Abdominal bloating is very common, and many people don’t even realize that it’s not normal. Digestive disorders have become commonplace, but they are not normal. If your diet and lifestyle are healthy, normal digestion means no heartburn, no acid reflux, no bloating, and fully formed stools several times a day. Unfortunately, Americans usually have some digestive issues.
I am asked all the time: “Why am I always bloated?” The answer is typically in your diet, your digestive enzymes, or in your microbiome. Let’s look at these.
The standard American diet is as far from healthy as it has ever been. Fast food, carbohydrate rich foods, refined flours, sugar, unhealthy fats and loads of artificial preservatives will ruin your digestion. Eating out is one of the quickest ways to mess up your gut. Learn to shop and cook your own food!
Optimal nutrition includes 5-10 servings a day of fruits and vegetables. And by vegetable, I don’t mean ketchup and potatoes. This is high fiber, nutrient dense fruits and veggies that give you and your microbiome the nutrition you need. Fiber and water are crucial for optimal digestion. One without the other isn’t very good. But both work together to improve the movement of food through the digestive tract, which decreases how much gas in in your intestine.
First of all, in regard to nutrition, cut out all dairy and gluten. These two foods are responsible for the majority of food-related bloating. This means milk, cream, cheese, and ice cream. Gluten is found in bread, pasta, breaded foods, crackers and pretzels. If this seems impossible to you, relax. It really isn’t hard at all! Simply dedicate an hour or so to looking up what foods have gluten and then plan how you will substitute. Commit to taking a full 2 weeks to go fully gluten and dairy free. You may be amazed at how much better your bloating is!

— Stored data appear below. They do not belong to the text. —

PR #1043, opened 2021-09-13
http3_test: remove unused fields

ghedo:
They make builds with latest Rust nightly sad.


LPardue:
This structure is basically a reverse engineer of the HTTP bin JSON, so its sad if we forget the available fields we could use for future testing. Can we just mark them unused rather than remove them outright?

ghedo:
Well, we can always add the fields back, but silencing works for me too, updated.

LPardue:
I think the challenge is remembering what HTTP bin supports, to know that we can use it to test :smile: . So allowing this dead code works for me!

LPardue (approved):

PR #1044, opened 2021-09-15
add method to check if stream can hold more data

ghedo:
- [ ] Need to figure out how to test.

Regarding the `DATA` case, I think in the future we could change `send_body()` to not check the capacity and not slice the input buffer at all (so the frame header's length field will just be the full input buffer length), and then simply expect the application to do the right thing and write the remaining bytes once the stream becomes writable (applications _should_ be doing this already anyway to avoid dropping data, but they don't _have to_ do it), this way the capacity check would fall to the transport layer. The `send_headers()` case would still require "atomic" writes though.

Another idea would be to have a `stream_send_atomic()` method that either writes all data, or none of it, but that would require copying h3 headers/data into a single buffer, unless this is implemented in multiple steps ("start atomic send" -> "write data" -> "write data" -> ... -> "end atomic send"), but that API would be much more complicated than what this PR does.

### DIFF
--- a/src/lib.rs
+++ b/src/lib.rs
@@ -3848,6 +3848,50 @@ impl Connection {
         stream.is_readable()
     }
 
+    /// Returns true if the stream has enough send capacity.
+    ///
+    /// When `len` more bytes can be buffered into the given stream's send
+    /// buffer, `true` will be returned, `false` otherwise.
+    ///
+    /// In the latter case, if the additional data can't be buffered due to
+    /// flow control limits, the peer will also be notified.
+    ///
+    /// If the specified stream doesn't exist (including when it has already
+    /// been completed and closed), the [`InvalidStreamState`] error will be
+    /// returned.
+    ///
+    /// In addition, if the peer has signalled that it doesn't want to receive
+    /// any more data from this stream by sending the `STOP_SENDING` frame, the
+    /// [`StreamStopped`] error will be returned.
+    ///
+    /// [`InvalidStreamState`]: enum.Error.html#variant.InvalidStreamState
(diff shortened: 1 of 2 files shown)


src/lib.rs
```diff
@@ -3848,6 +3848,50 @@ impl Connection {
...
+    /// In addition, if the peer has signalled that it doesn't want to receive
+    /// any more data from this stream by sending the `STOP_SENDING` frame, the
+    /// [`StreamStopped`] error will be returned.
+    ///
+    /// [`InvalidStreamState`]: enum.Error.html#variant.InvalidStreamState
+    /// [`StreamStopped`]: enum.Error.html#variant.StreamStopped
+    #[inline]
+    pub fn stream_writable(
+        &mut self, stream_id: u64, len: usize,
+    ) -> Result<bool> {
```
LPardue, line 3872: It might be nice to return which window is too small. Thinking purely for audit purpose. Rather than complicate error type, could substitute bool for an enum like {Ok, StreamBlocked, ConnectionBlocked}.

LPardue:
I think this PR is a good compromise for how the h3 layer operates today - later changes will need some rethinks. For instance, send_headers() already (without this) is going to have problems when we come around to needing to emit QPACK encoder stream instructions too.

src/lib.rs
ghedo: That seems like a fairly niche use case, so I'd rather keep this API simple. But we could add `max_tx_data` / `max_rx_data` to `Stats` so that an application can figure this out on its own if it wants to (we already have cwnd there as well).

LPardue: Yeah that's cool

junhochoi (approved):

PR #38, opened 2023-05-01
Add Log Configuration (directed to stdout)

### LINKED ISSUE #36: All logs are going to `stderr`
`dune-sync` pods are currently flooding `#alerts-prod` because all logs are going to `stderr`.
This can be seen in our logs [here](https://production-6de61f.kb.eu-central-1.aws.cloud.es.io/app/discover#/?_g=(filters:!(),refreshInterval:(pause:!t,value:0),time:(from:now-7d%2Fd,to:now))&_a=(columns:!(log),filters:!(),grid:(columns:('@timestamp':(width:164))),index:c0e240e0-d9b3-11ed-b0e6-e361adffce0b,interval:auto,query:(language:kuery,query:'kubernetes.pod_name:%20%22order-rewards-cronjob%22%20and%20stream:%20stderr'),sort:!(!('@timestamp',desc)))).
This is true for `batch-rewards`, `app-data`, `app-data` and probably all `dune-sync` pods.

bh2smith:
Closes #36 

Will highlight the key part of this change inline.


logging.conf
```diff
@@ -0,0 +1,28 @@
...
+level=DEBUG
+qualname=src
+handlers=consoleHandler
+propagate=0
+
+[handler_consoleHandler]
+class=StreamHandler
+level=DEBUG
+formatter=sampleFormatter
+args=(sys.stdout,)
```
bh2smith, line 25: StreamHandler being configured as `sys.stdout`).

PR #44, opened 2023-06-09
[AppData] Support for New Format

bh2smith:
This change extends the Cid class to support arbitrary prefixes and explicitly makes use of both the OLD and NEW format that we use in https://github.com/cowprotocol/services. 

Because we will need to support both for eternity, the app content fetching is reworked in a way that prioritizes the new format and only attempts the old format when the new one is unavailable.

I believe that we could completely remove support for the old format if all the existing files were migrated to the corresponding CIDs (i.e. those constructed with the new format) -- cc @vkgnosis is this something we plan to do? If we did this, then the changes to be made here would be only a one line change of prefix.

Note this is based on (and blocked by #45)

### DIFF
--- a/src/fetch/ipfs.py
+++ b/src/fetch/ipfs.py
@@ -6,6 +6,7 @@ from typing import Any, Optional
 
 import aiohttp
 import requests
+from aiohttp import ClientSession
 from multiformats_cid.cid import from_bytes
 
 from src.logger import set_log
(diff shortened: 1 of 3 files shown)


vkgnosis:
> I believe that we could completely remove support for the old format if all the existing files were migrated to the corresponding CIDs (i.e. those constructed with the new format)

It's not possible. If an order's app data was set to the hash obtained from the old method, then we cannot migrate that to refer to the same (or any) document when interpreted as the new method.

src/fetch/ipfs.py
```diff
@@ -85,6 +93,12 @@ async def fetch_many(  # pylint: disable=too-many-locals
                 result = await cid.fetch_content(
                     max_retries, previous_attempts, session, first_seen_block
                 )
+                if isinstance(result, NotFoundContent):
+                    # Try Fetching the old format
+                    result = await cls.old_schema(app_hash).fetch_content(
+                        max_retries, previous_attempts, session, first_seen_block
```
vkgnosis, line 99: You could do it in parallel instead of only when the first try fails.

vkgnosis (approved):

gentrexha (approved):
Left one nitpick comment. Other than that LGTM.

tests/unit/test_ipfs.py
```diff
@@ -15,20 +15,30 @@ def test_cid_parsing(self):
...
 
+    def test_new_hash_to_cid(self):
+        self.assertEqual(
+            "bafkrwiek6tumtfzvo6yivqq5c7jtdkw6q3ar5pgfcjdujvrbzkbwl3eueq",
+            str(
+                Cid(
+                    "0x8af4e8c9973577b08ac21d17d331aade86c11ebcc5124744d621ca8365ec9424"
+                )
+            ),
+        )
```
bh2smith, line 40: @gentrexha - this is a test of the new schema!

And it is the same test as the services project uses: see [here](https://github.com/cowprotocol/services/blob/2db800aa38824e32fb542c9e2387d77ca6349676/crates/app-data-hash/src/lib.rs#L63-L76)

tests/unit/test_ipfs.py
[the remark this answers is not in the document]
bh2smith: We did add a test: 

https://github.com/cowprotocol/dune-sync/pull/44/files#r1226432296

tests/unit/test_ipfs.py
gentrexha: Thanks a lot for pointing this out! I must've missed it.

gentrexha (approved):

bh2smith:
> Thanks a lot for pointing this out! I must've missed it.

It was easy to miss in a sea of other tests being changed to test the old style.

tests/unit/test_ipfs.py
bh2smith: It was easy to miss in a sea of other tests being changed to test the old style.

src/fetch/ipfs.py
bh2smith: I made an issue for this:

https://github.com/cowprotocol/dune-sync/issues/49

bh2smith:
Drafted a release to go with this change. We can publish the release just a bit before this new app data goes into staging.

Another reason for bloating is poor digestion. Up towards the top of the digestive tract, your stomach makes acid and your pancreas and gallbladder secrete digestive enzymes and bile acids to digest your food. If you take acid reducers, you are guaranteed to not have normal amounts of stomach acid. As a result, your food is not predigested in the stomach, so your small intestine has to work harder to digest the food. This causes fermentation in the small intestine, which causes gas. So if you have acid reflux, your goal should be adjusting your lifestyle until you can get off acid reducing medication. We are designed to have a stomach full of acid. It’s just supposed to stay there and not come up the esophagus. So get off meds as soon as you can!
Many of us don’t make enough digestive enzymes. There are a number of good products available to help us digest our food better. This can decrease the amount of fermentable carbohydrates available to the bacteria in our intestine, resulting in less gas production.
Finally, the microbiome down in your colon is much more complex than we ever realized. Did you know you have a trillion microbes in your gut and they have a profound impact on not only digestion, but overall inflammation, cancer risk and brain health? Eating fermented foods is a great way to boost your healthy microbiome. Functional medicine practitioners can do stool analysis tests to look at how balanced your microbiome is. Probiotics are another valuable tool for boosting the health of your microbiome, as well as other products such as colostrum polypeptides, L-glutamine and larch arabinogalactan.
If you address all these issues and still have bloating, see a functional medicine practitioner. There are stool tests that can assess for dysbiosis, parasites and poor digestion, as well as blood tests for food sensitivities. Believe it or not, sometimes some very healthy food may be irritating your intestine and need to be temporarily eliminated. Functional testing will identify what is affecting you and allow your practitioner to customize dietary and supplement recommendations.
Don’t just live with bloating, figure it out!